# Work request:
Go through the data and copy each line where the word "Issue" shows up.

# Provided information:
__________________________________________________
PR #11265, opened 2025-08-25
fix(blind_spot): filter non-vru based on lateral clearance

zulfaqar-azmi-t4:
## Description

The blind spot module currently slows down the vehicle whenever an object overlaps with the attention area.
This can result in false positives when an object’s width is larger than the available lateral clearance.

VRUs (pedestrians, bicycles, motorcycles): Their size is generally small, and they have more flexibility to squeeze through narrow gaps. Prediction noise may also cause their detected size to fluctuate, but this is acceptable. The current logic continues to handle VRUs as before.

Non-VRUs (e.g., cars): Their maneuverability is limited and they cannot realistically pass through gaps smaller than their width, which leads to unnecessary stop in the current approach.

image

### Fix

This PR updates the blind spot check only for non-VRUs by comparing the lateral clearance with the object’s width.

If the clearance is smaller than the object’s width, the object is assumed unable to pass through and is ignored for safety decisions.

VRU handling remains unchanged.

This reduces unnecessary slowdowns for non-VRUs, while keeping conservative behavior for VRUs.

## Related links

[TIER IV Internal Link - Issue's ticket](https://tier4.atlassian.net/browse/RT0-39023)
[TIER IV Internal Link - Issue's ticket](https://tier4.atlassian.net/browse/RT0-39024)

### Test 1: Perception reproducers

Testing when the gap is smaller than the width of non-vru targets

https://github.com/user-attachments/assets/297b3e10-56e4-446e-8ad4-824e42338be2

When there's sufficient gap for non-vru targets to pass through

https://github.com/user-attachments/assets/4172f316-2d0f-418d-ad9e-3ef5ca743358

2. [Evaluator]

[TIER IV Internal Link - ControlDLR Test](https://evaluation.tier4.jp/evaluation/reports/400cdad4-c9f7-508d-8bd4-31ee73a9579b?project_id=prd_jt)
[TIER IV Internal Link - FuncVerification Test](https://evaluation.tier4.jp/evaluation/reports/52bbf013-e911-5cf9-b3b8-4bfe2afd2318?project_id=prd_jt)
[TIER IV Internal Link - CommonScenario_Basic Test](https://evaluation.tier4.jp/evaluation/reports/b73a1489-19b5-5d35-8a96-e095bea30964?project_id=prd_jt)

## Notes for reviewers

None.

## Interface changes

None.

## Effects on system behavior

None.

### DIFF
--- a/planning/behavior_velocity_planner/autoware_behavior_velocity_blind_spot_module/include/autoware/behavior_velocity_blind_spot_module/scene.hpp
+++ b/planning/behavior_velocity_planner/autoware_behavior_velocity_blind_spot_module/include/autoware/behavior_velocity_blind_spot_module/scene.hpp
@@ -144,7 +144,7 @@ private:
    * @brief filter objects whose position is inside the attention_area and whose type is target type
    */
   std::vector<autoware_perception_msgs::msg::PredictedObject> filter_attention_objects(
-    const lanelet::BasicPolygon2d & attention_area) const;
+    const lanelet::BasicPolygon2d & attention_area, const double lateral_gap) const;
 
   /**
    * @brief Check if object is belong to targeted classes
@@ -152,6 +152,8 @@ private:
    * @return True when object belong to targeted classes
    */
   bool isTargetObjectType(const autoware_perception_msgs::msg::PredictedObject & object) const;
+
+  static bool isVRUObjectType(const autoware_perception_msgs::msg::PredictedObject & object);
 
   /**
    * @brief compute the deceleration and jerk for collision stop from `ttc`
--- a/planning/behavior_velocity_planner/autoware_behavior_velocity_blind_spot_module/include/autoware/behavior_velocity_blind_spot_module/scene.hpp
+++ b/planning/behavior_velocity_planner/autoware_behavior_velocity_blind_spot_module/include/autoware/behavior_velocity_blind_spot_module/scene.hpp
@@ -153,7 +153,7 @@ private:
    */
   bool isTargetObjectType(const autoware_perception_msgs::msg::PredictedObject & object) const;
 
-  static bool isVRUObjectType(const autoware_perception_msgs::msg::PredictedObject & object);
+  static bool is_vru_object_type(const autoware_perception_msgs::msg::PredictedObject & object);
 
   /**
    * @brief compute the deceleration and jerk for collision stop from `ttc`
--- a/planning/behavior_velocity_planner/autoware_behavior_velocity_blind_spot_module/src/util.cpp
+++ b/planning/behavior_velocity_planner/autoware_behavior_velocity_blind_spot_module/src/util.cpp
@@ -685,7 +685,7 @@ std::optional<StopPoints> generate_stop_points(
     std::nullopt, stop_points_list.instant_stopline, stop_points_list.critical_stopline};
 }
 
-tl::expected<double, std::string> calc_ego_to_blind_spot_lanelet_lateral_gap(
+std::optional<double> calc_ego_to_blind_spot_lanelet_lateral_gap(
   const autoware_utils::LinearRing2d & ego_footprint,
   const lanelet::ConstLanelets & last_lanelets_before_turning,
   const autoware::experimental::lanelet2_utils::TurnDirection & turn_direction)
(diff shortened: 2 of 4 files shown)


planning/behavior_velocity_planner/autoware_behavior_velocity_blind_spot_module/include/autoware/behavior_velocity_blind_spot_module/scene.hpp
```diff
@@ -153,6 +153,8 @@ class BlindSpotModule : public SceneModuleInterfaceWithRTC
    */
   bool isTargetObjectType(const autoware_perception_msgs::msg::PredictedObject & object) const;
 
+  static bool isVRUObjectType(const autoware_perception_msgs::msg::PredictedObject & object);
```
soblin:
```suggestion
  static bool is_vru_object_type(const autoware_perception_msgs::msg::PredictedObject & object);
```

planning/behavior_velocity_planner/autoware_behavior_velocity_blind_spot_module/src/util.cpp
```diff
@@ -681,4 +684,57 @@ std::optional<StopPoints> generate_stop_points(
...
+  const autoware_utils::LinearRing2d & ego_footprint,
+  const lanelet::ConstLanelets & last_lanelets_before_turning,
+  const autoware::experimental::lanelet2_utils::TurnDirection & turn_direction)
+{
+  if (ego_footprint.size() != 7) {
+    return tl::make_unexpected("Unexpected ego_footprint's size.");
+  }
+
+  // left front is 6, left back is 4, right_front is 1, right_back is 3
+  const auto front_idx = (turn_direction == TurnDirection::Left) ? 6 : 1;
```
soblin: please use these constants

https://github.com/autowarefoundation/autoware_core/blob/d01219ddfd26d38ad865b01d150cfc98579e1047/common/autoware_vehicle_info_utils/include/autoware/vehicle_info_utils/vehicle_info.hpp#L50-L53

planning/behavior_velocity_planner/autoware_behavior_velocity_blind_spot_module/src/util.cpp
```diff
@@ -681,4 +684,57 @@ std::optional<StopPoints> generate_stop_points(
...
+    }
+  }
+
+  if (line.size() < 2) {
+    return tl::make_unexpected("Not enough points in lanelet boundary.");
+  }
+
+  std::vector<autoware_utils::Segment2d> segments;
+  segments.reserve(line.size() - 1);
+  for (size_t i = 0; i + 1 < line.size(); ++i) {
```
soblin:
```suggestion
  for ([point1, point2) = ranges::view::zip(line, line | ranges::views::drop(1)) {
```

planning/behavior_velocity_planner/autoware_behavior_velocity_blind_spot_module/src/util.cpp
```diff
@@ -681,4 +684,57 @@ std::optional<StopPoints> generate_stop_points(
     std::nullopt, stop_points_list.instant_stopline, stop_points_list.critical_stopline};
 }
 
+tl::expected<double, std::string> calc_ego_to_blind_spot_lanelet_lateral_gap(
```
soblin: failure reason is almost obvious, so optional is enough for me

planning/behavior_velocity_planner/autoware_behavior_velocity_blind_spot_module/src/util.cpp
zulfaqar-azmi-t4: done in https://github.com/autowarefoundation/autoware_universe/pull/11265/commits/a4023d8cad8bffc9bdc68c0f6120cbf176a0d3a7

planning/behavior_velocity_planner/autoware_behavior_velocity_blind_spot_module/src/util.cpp
zulfaqar-azmi-t4: done in https://github.com/autowarefoundation/autoware_universe/pull/11265/commits/894fcf90ae086af6c888b1b597b064023a7a70b1

planning/behavior_velocity_planner/autoware_behavior_velocity_blind_spot_module/src/util.cpp
zulfaqar-azmi-t4: done in https://github.com/autowarefoundation/autoware_universe/pull/11265/commits/894fcf90ae086af6c888b1b597b064023a7a70b1

PR #11266, opened 2025-08-25
fix[autoware_trajectory_follower_node]: change plot label of data[25] from calculated to feedback

XiaoyuWang0601:
## Description
Change the label name of `longitudinal/diagnostic/data[25]` in the Longitudinal Controller Info section.
Because this will mislead the user into thinking that this is an acc command.
`longitudinal/diagnostic/data[25]` is actually the acc feedback (measured acc).

## Related links

**Parent Issue:**

- Link

## Notes for reviewers

None.

## Interface changes

None.

## Effects on system behavior

None.


xmfcx:
@TakaHoribe @takayuki5168 could you check this very simple cosmetic PR if it's ok to merge?

PR #12560, opened 2026-05-08
fix(autoware_multi_object_tracker): tracker update path, shape gating, and association data structure

technolojin:
## Description
                                                                                                                                                                                                                                                        

## Bug Fixes

### 1. `shapes.cpp` — `convertConvexHullToBoundingBox` zeroed every object's height

`convertConvexHullToBoundingBox` was tracking `min_z`/`max_z` over the footprint points and writing `max_z - min_z` into `dimensions.z`.
Footprint points are 2D (`z = 0` always), so this silently set every converted object's height to zero.

**Fix:** Removed the z-axis scan entirely. The output `dimensions.z` is now left untouched so the caller's upstream value is preserved.

### 2. `vehicle_tracker.cpp` — `measureWithPose` gradually shrank tracked vehicle length for cluster inputs

Shape update was gated only on `shape.type == BOUNDING_BOX`. Cluster measurements with `trust_extension = false` are converted to bounding boxes in baselink frame with unreliable dimensions. These were being fed into the EKF length update, causing the tracked vehicle length to drift smaller over time.

**Fix:** Added `can_update_shape = channel_info.trust_extension && is_bbox` guard. When `can_update_shape` is false, shape update is skipped and the EKF length input is taken from `motion_model_.getLength()` (the current state estimate) rather than the noisy measurement.

### 3. `vehicle_tracker.cpp` — `determineUpdateStrategy` alignment threshold was too tight for large vehicles and asymmetric for size-mismatched objects

The alignment threshold was `0.09 * predicted_length` (ratio-only). For a 12 m truck the tolerance was ~1.1 m, which caused spurious `WEAK_UPDATE` fallbacks when the vehicle was decelerating. Additionally, comparing against `predicted_length` alone was asymmetric when measurement and prediction sizes differed.

**Fix:**
- Ratio raised from 9 % to 20 % (`ALIGNMENT_RATIO_THRESHOLD = 0.2`).
- Reference length changed from `predicted_length` to `max(predicted_length, measured_length)` so that size-mismatched cases are handled symmetrically.
- Added a 1.0 m absolute floor (`ALIGNMENT_ABSOLUTE_THRESHOLD = 1.0`) to prevent the threshold from collapsing for small objects.
- Combined formula: `threshold = max(0.2 * max_length, 1.0)`.

### 4. `vehicle_tracker.cpp` — `conditionedUpdate` computed wrong edge gaps for cluster inputs

Cluster bounding boxes arrive in baselink frame (orientation ≈ ego heading). The edge-alignment logic in `determineUpdateStrategy` assumed the measurement is oriented in the tracker's heading frame, so near-face distances were computed incorrectly.

**Fix:** Added `alignClusterToTrackerOrientation()`. Before calling `determineUpdateStrategy`, the cluster's polygon footprint is re-projected onto the tracker's current yaw. The aligned object has its pose and dimensions expressed in the tracker's heading frame, so all edge-center calculations become frame-consistent.

---

## Refactoring

### 1. `UpdatePath` enum + `selectUpdatePath()` virtual dispatch (tracker_base, vehicle_tracker, multiple_vehicle_tracker)

`updateWithMeasurement` in `tracker_base.cpp` previously selected between update strategies with an opaque `if (!has_significant_shape_change)` / `else` tree. The branch structure conflated two independent decisions (shape stability and channel trust), making the logic hard to follow and override in subclasses.

**Change:** Introduced `enum class UpdatePath { NORMAL, TRY_EXTENSION, CONDITIONED }` and a `virtual selectUpdatePath(trust_extension, has_significant_shape_change)` method on `Tracker`. The base implementation returns `NORMAL`. `VehicleTracker` and `MultipleVehicleTracker` override to return `CONDITIONED` when `!trust_extension` (clusters always skip the shape filter) and `TRY_EXTENSION` when `has_significant_shape_change`. The `updateWithMeasurement` body becomes a clean three-branch dispatch.

### 2. `TrackerBevEntry` struct (bev_association.hpp / bev_association.cpp)

`PreparationData` previously held four parallel vectors (`tracked_objects`, `tracker_labels`, `tracker_types`, `tracker_inverse_covariances`). Keeping these in sync was fragile; the inverse-covariance vector was also filled in a second loop over `tracked_objects`.

**Change:** Introduced `struct TrackerBevEntry { object, label, type, inv_cov }` and collapsed `PreparationData` to a single `std::vector<TrackerBevEntry> trackers`. The preparation loop now fills all four fields in one pass (inverse covariance is computed immediately after the object is extracted), eliminating both the second loop and the parallel-index bookkeeping.

### 3. `ScoringResult` struct (scoring_types.hpp, bev_assignment_scoring.hpp/.cpp)

`calculateBevAssignmentScore` returned the score as a `double` and communicated `has_significant_shape_change` via a non-const reference output parameter — an error-prone calling convention.

**Change:** Added a new header `scoring_types.hpp` with `struct ScoringResult { double score; bool has_significant_shape_change; }`. `calculateBevAssignmentScore` now returns `ScoringResult` by value. All early-return gates return `{INVALID_SCORE, false}`. Call sites read `result.score` and `result.has_significant_shape_change` directly.

---

## Files Changed

| File | Change |
|------|--------|
| `lib/object_model/shapes.cpp` | Bug fix: remove spurious z-dim computation in `convertConvexHullToBoundingBox` |
| `lib/tracker/model/vehicle_tracker.cpp` | Bug fix: `can_update_shape` guard, `alignClusterToTrackerOrientation`, updated alignment thresholds |
| `lib/tracker/model/tracker_base.cpp` | Refactor: `updateWithMeasurement` → named `UpdatePath` dispatch |
| `lib/association/bev_association.cpp` | Refactor: `PreparationData` → single-pass `TrackerBevEntry` vector |
| `lib/association/scoring/bev_assignment_scoring.cpp` | Refactor: return `ScoringResult` instead of `bool &` out-param |
| `include/.../tracker_base.hpp` | Add `UpdatePath` enum, `selectUpdatePath` virtual |
| `include/.../vehicle_tracker.hpp` | Add `selectUpdatePath` override, updated thresholds, `alignClusterToTrackerOrientation` |
| `include/.../multiple_vehicle_tracker.hpp` | Add `selectUpdatePath` override |
| `include/.../bev_association.hpp` | Add `TrackerBevEntry`; collapse `PreparationData` |
| `include/.../bev_assignment_scoring.hpp` | Change return type to `ScoringResult` |
| `include/.../scoring_types.hpp` | New file: `ScoringResult` struct |

---

## Related links

https://github.com/autowarefoundation/autoware_universe/pull/12475 will base this PR

**Parent Issue:**

- Link

<!-- ⬇️🟢
**Private Links:**

- [CompanyName internal link]()
⬆️🟢 -->

## How was this PR tested?

 using modified perception pipeline https://github.com/technolojin/autoware_launch/tree/feat/mot/association-polar to input polygon shape detections. 

## Notes for reviewers

None.

## Interface changes

None.

<!-- ⬇️🔴

### Topic changes

#### Additions and removals

#### Modifications

### ROS Parameter Changes

#### Additions and removals

#### Modifications

| Old     | `old_param_name` | `double` | `1.0`         | Param description |
| New     | `new_param_name` | `double` | `1.0`         | Param description |

🔴⬆️ -->

## Effects on system behavior

None.

### DIFF
--- a/perception/autoware_multi_object_tracker/lib/tracker/model/vehicle_tracker.cpp
+++ b/perception/autoware_multi_object_tracker/lib/tracker/model/vehicle_tracker.cpp
@@ -307,11 +307,16 @@ bool VehicleTracker::getTrackedObject(
   return true;
 }
 
-types::DynamicObject VehicleTracker::alignClusterToTrackerOrientation(
+std::optional<types::DynamicObject> VehicleTracker::alignClusterToTrackerOrientation(
   const types::DynamicObject & cluster, const double tracker_yaw) const
 {
+  // Only re-project polygon (cluster) measurements; bounding boxes are already axis-aligned.
+  const bool is_cluster =
+    cluster.shape.type == autoware_perception_msgs::msg::Shape::POLYGON &&
+    !cluster.shape.footprint.points.empty();
+  if (!is_cluster) return std::nullopt;
+
   const auto & pts = cluster.shape.footprint.points;
-  if (pts.empty()) return cluster;
 
   // footprint.points are in the cluster's local frame (baselink orientation).
   // Transform each point to a map-relative offset, then project onto the tracker's axes.
@@ -361,16 +366,14 @@ bool VehicleTracker::conditionedUpdate(
   const autoware_perception_msgs::msg::Shape & tracker_shape, const rclcpp::Time & measurement_time,
   const types::InputChannel & channel_info)
 {
-  // For cluster measurements, the bounding box orientation is in baselink frame.
-  // Re-project the polygon footprint onto the tracker's current heading so that
-  // determineUpdateStrategy receives correctly-oriented edge centers.
-  const types::DynamicObject & meas_for_strategy =
-    !measurement.shape.footprint.points.empty()
-      ? alignClusterToTrackerOrientation(measurement, motion_model_.getYawState())
-      : measurement;
+  // For cluster measurements, re-project the footprint onto the tracker heading before strategy
+  // selection. nullopt is returned when there are no footprint points.
+  const auto aligned =
+    alignClusterToTrackerOrientation(measurement, motion_model_.getYawState());
+  const types::DynamicObject & meas = aligned ? *aligned : measurement;
 
   // Determine update strategy
-  UpdateStrategy strategy = determineUpdateStrategy(meas_for_strategy, prediction);
+  UpdateStrategy strategy = determineUpdateStrategy(meas, prediction);
 
   // Handle weak update strategy (no edge alignment - use weak update with pseudo measurement)
   if (strategy.type == UpdateStrategyType::WEAK_UPDATE) {
--- a/perception/autoware_multi_object_tracker/lib/tracker/model/vehicle_tracker.cpp
+++ b/perception/autoware_multi_object_tracker/lib/tracker/model/vehicle_tracker.cpp
@@ -139,15 +139,9 @@ bool VehicleTracker::measureWithPose(
 {
   // Shape update is only valid when the channel guarantees reliable size information
   // AND the measurement is a bounding box.
-  // - Polygon (UNKNOWN-label cluster): shape.type != BOUNDING_BOX, dims = (0,0)
-  // - Known-label cluster converted to bbox: trust_extension=false (baselink-frame bbox,
-  // unreliable)
+  // Use the measurement length only when its shape is trustworthy.
   const bool is_bbox = (object.shape.type == autoware_perception_msgs::msg::Shape::BOUNDING_BOX);
   const bool can_update_shape = channel_info.trust_extension && is_bbox;
-
-  // Use the measurement length only when its shape is trustworthy.
-  // Untrusted inputs (polygon or trust_extension=false) have unreliable or zero dimensions;
-  // using them would corrupt the EKF wheel-position states and gradually shrink tracked length.
   constexpr double min_length = 1.0;
   const double length = can_update_shape ? std::max(object.shape.dimensions.x, min_length)
                                          : std::max(motion_model_.getLength(), min_length);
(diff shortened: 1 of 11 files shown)


perception/autoware_multi_object_tracker/lib/tracker/model/vehicle_tracker.cpp
```diff
@@ -310,13 +307,70 @@ bool VehicleTracker::getTrackedObject(
...
   const types::DynamicObject & measurement, const types::DynamicObject & prediction,
   const autoware_perception_msgs::msg::Shape & tracker_shape, const rclcpp::Time & measurement_time,
   const types::InputChannel & channel_info)
 {
+  // For cluster measurements, the bounding box orientation is in baselink frame.
+  // Re-project the polygon footprint onto the tracker's current heading so that
+  // determineUpdateStrategy receives correctly-oriented edge centers.
+  const types::DynamicObject & meas_for_strategy =
+    !measurement.shape.footprint.points.empty()
+      ? alignClusterToTrackerOrientation(measurement, motion_model_.getYawState())
```
YoshiRi: [very minor comment]
The ternary operator here will cause an unintended copy of measurement even when the condition is false, because C++ forces the result type to match the return-by-value of alignClusterToTrackerOrientation. Consider using a pointer or a standard if-else block to avoid this overhead.

YoshiRi (approved):
SRY for late reply. But LGTM.

perception/autoware_multi_object_tracker/lib/tracker/model/vehicle_tracker.cpp
technolojin: fixed https://github.com/autowarefoundation/autoware_universe/pull/12560/changes/e92415cbd2a4c40ef3b3601e50c540f7ac048b10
__________________________________________________
# Task output:
[TIER IV Internal Link - Issue's ticket](https://tier4.atlassian.net/browse/RT0-39023)
[TIER IV Internal Link - Issue's ticket](https://tier4.atlassian.net/browse/RT0-39024)
**Parent Issue:**
**Parent Issue:**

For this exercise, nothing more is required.